Starting Guidelines and Hippocampal Head

  1. Begin drawing at approximately slice 136 (coronal view). In the coronal plane, white matter from the parahippocampal gyrus serves the inferior boundary and white matter from the alveus serves as the superior boundary. The gray matter of the pes hippocampus is situated between these two boundaries. If the superior boundary (white matter of the alveus) cannot be determined, the arch of white matter separating the hippocampus from the amygdala in the sagittal plane can used to estimate the boundary. Note: to accurately determine the starting point for hippocampal tracing, one should enlarge the sagittal view to at least 2x magnification, and make sure that the starting point is posterior to the white matter border of the alveus. Begin tracing on the most anterior coronal slice that is posterior to the alveus [See Fig. 1a for sagittal view]. In the coronal plane the most anterior hippocampal slice should outline into a triangular gray area (pes hippocampi), which enlarges as one moves posteriorly. Gray = Hippocampus [Fig. 1b].

    sagittal view of hippocampus
    Fig. 1a

    coronal view of hippocampus
    Fig. 1b

  2. Start at the most medial superior point and draw counter-clockwise for the right hemisphere, and clockwise for the left hemisphere (medial takes priority over superior). When the uncinate gyrus appears above the hippocampal fissure, always begin drawing at the most medial point, inferior to the hippocampal fissure [See Fig. 2a].

    uncinate gyrus
    Fig. 2a

  3. Always draw to the ventricle, unless there is clearly defined white matter separating the hippocampus and the inferior horn of the lateral ventricle. When drawing up to the ventricle, always include dark gray material (but not choroid plexus in the ventricle), but not black.
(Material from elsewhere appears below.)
PR #2273, opened 2017-09-20
Fix nonsensical Geoprocessing API whitelist check

arottersman:
## Overview

* Remove REMOTE_ADDR check to determine if a request is from our own client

Also note that sometimes the ventricle will be closed and look like gray matter - this should not be included as hippocampal gray matter [See Fig. 3a for exception].

    Fig. 3a

  4. Maintain the "roundness" of the hippocampus inclusive of blurry white matter, until a clearly defined white border is encountered.
  5. If ever uncertain about possible exclusivity of a region, refer to anterior and posterior brain slice, to determine the shape of the developing hippocampus [See Fig. 4a and 4b].
ambiguous border clear border
Fig. 4a: Anterior slice Fig. 4b: Posterior slice shows clearly defined border
  1. If there is no clearly defined superior border of the hippocampus, follow the ventricle until the most medial point, and then draw a straight line to the uncinate gyrus. Finally, follow the gray matter down to the starting point [See Fig. 5a and 5b].

without contour line with contour line
Fig. 5a: Without contour line Fig. 5b: With contour line
  1. When digitations (wave-like wide round ridges) in the superior border of the hippocampus appear, always follow the contours closely and precisely (digitations will occur in anterior hippocampal regions only) [See Fig. 6a and 6b].

    without contour line with contour line
    Fig. 6a: Without contour line Fig. 6b: With contour line
  2. Once the triangular border has disappeared, begin drawing the contour at the most medial point (uncinate gyrus) and draw a straight line to the clearly defined inferior white border. This rule separates the subiculum from the CA1 region of the hippocampus as there is no clear boundary that separates the gray matter from the parahippocampal gyrus and subiculum from the hippocampus [See Fig. 7a].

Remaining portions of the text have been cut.